(Collected data)
PR #2297, opened 2023-03-27
Use `rust-toolchain.toml` file to install toolchains

TimDiekmann:

As noticed in #2292, the `rust-toolchain.toml` should be the location, where the components are specified. In #2292 I ran into limitations as `RUSTUP_TOOLCHAIN` would override the `rust-toolchain.toml`. This PR works around this by not setting `RUSTUP_TOOLCHAIN` if the toolchain does match with the one inside of `rust-toolchain.toml`

### DIFF
--- a/.github/actions/install-rust-toolchain/action.yml
+++ b/.github/actions/install-rust-toolchain/action.yml
@@ -23,7 +23,7 @@ runs:
         if grep -q "${{ inputs.toolchain }}" rust-toolchain.toml; then
           rustup show
         else
-          rustup toolchain install "${{ inputs.toolchain }}"
+          rustup default "${{ inputs.toolchain }}"
           rustup component add rustfmt
           rustup component add clippy
           rustup show
--- a/.github/actions/install-rust-toolchain/action.yml
+++ b/.github/actions/install-rust-toolchain/action.yml
@@ -15,8 +15,8 @@ runs:
   steps:
     - name: "Install Rust"
       working-directory: ${{ inputs.working-directory }}
+      shell: bash
       run: |
-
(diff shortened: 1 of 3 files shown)


indietyp (dismissed):

.github/actions/install-rust-toolchain/action.yml
```diff
@@ -9,27 +9,22 @@ inputs:
...
 
-        # Split the list of components by a comma and call `rustup component add` for each component
-        IFS=',' read -ra components <<< "${{ inputs.components }}"
-        for component in "${components[@]}"; do
-          rustup component add "$component"
-        done
-
-        echo "RUSTUP_TOOLCHAIN=$RUSTUP_TOOLCHAIN" >> $GITHUB_ENV
-      shell: bash
+        rustup show
```
TimDiekmann, line 29:
```suggestion
        # Installs the specified toolchains and prints it
        rustup show
```

.github/workflows/rust.yml
```diff
@@ -79,7 +79,6 @@ jobs:
         with:
           toolchain: ${{ matrix.toolchain }}
           working-directory: ${{ matrix.directory }}
-          components: rustfmt,clippy
```
Alfred-Mountfield, line 82: So why do we not require these any more?

TimDiekmann: We rely on `rust-toolchain.toml` for the required components, so the default toolchain will install them automatically. If we require another toolchain (e.g. `stable` for `error-stack`) these components are implied by `rustup set profile default`.

TimDiekmann: This enforces that the `rust-toolchain.toml` has the correct components specified and even fails to update to a toolchain without those components.

indietyp (approved):

PR #6432, opened 2025-02-13
H-4064: Restrict `User` and `Organization` instantiators

CiaranMn:

This PR does a few pieces of cleanup around permissions:
1. Restricts anyone from creating `User` and `Organization` entities outside of the dedicated routes (creating the entities elsewhere doesn't grant any permissions, but if someone does it we will have broken User/Orgs lying around)
2. Don't bother to maintain instantiator permission on `Machine` for anyone (just grant and remove it as needed)
3. Fix migration scripts to account for arbitrary needs to grant/remove permissions to add new types to entities

This PR:

The changes in this PR:

The changes in this PR:

## 🛡 What tests cover this?

- Migration scripts and some BE integration tests involve creating orgs

## ❓ How to test this?

1. Check that migrations still run as expected
2. Check that user can create an org via UI (workspace switcher -> create org)
3. Check that user cannot create an organisation or user entity via e.g. `createEntity`


TimDiekmann (dismissed):
Looks good. One ESLint error about an unused import.

TimDiekmann (approved):
Great, thank you!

DESCRIPTION OF THE TASK - Above are the lines; repeat exactly the ones from the line containing "(diff shortened: 1 of 3 files shown)" down to the line containing "1. Restricts anyone", both inclusive.

TASK OUTPUT -
(diff shortened: 1 of 3 files shown)


indietyp (dismissed):

.github/actions/install-rust-toolchain/action.yml
```diff
@@ -9,27 +9,22 @@ inputs:
...
 
-        # Split the list of components by a comma and call `rustup component add` for each component
-        IFS=',' read -ra components <<< "${{ inputs.components }}"
-        for component in "${components[@]}"; do
-          rustup component add "$component"
-        done
-
-        echo "RUSTUP_TOOLCHAIN=$RUSTUP_TOOLCHAIN" >> $GITHUB_ENV
-      shell: bash
+        rustup show
```
TimDiekmann, line 29:
```suggestion
        # Installs the specified toolchains and prints it
        rustup show
```

.github/workflows/rust.yml
```diff
@@ -79,7 +79,6 @@ jobs:
         with:
           toolchain: ${{ matrix.toolchain }}
           working-directory: ${{ matrix.directory }}
-          components: rustfmt,clippy
```
Alfred-Mountfield, line 82: So why do we not require these any more?

TimDiekmann: We rely on `rust-toolchain.toml` for the required components, so the default toolchain will install them automatically. If we require another toolchain (e.g. `stable` for `error-stack`) these components are implied by `rustup set profile default`.

TimDiekmann: This enforces that the `rust-toolchain.toml` has the correct components specified and even fails to update to a toolchain without those components.

indietyp (approved):

PR #6432, opened 2025-02-13
H-4064: Restrict `User` and `Organization` instantiators

CiaranMn:

This PR does a few pieces of cleanup around permissions:
1. Restricts anyone from creating `User` and `Organization` entities outside of the dedicated routes (creating the entities elsewhere doesn't grant any permissions, but if someone does it we will have broken User/Orgs lying around)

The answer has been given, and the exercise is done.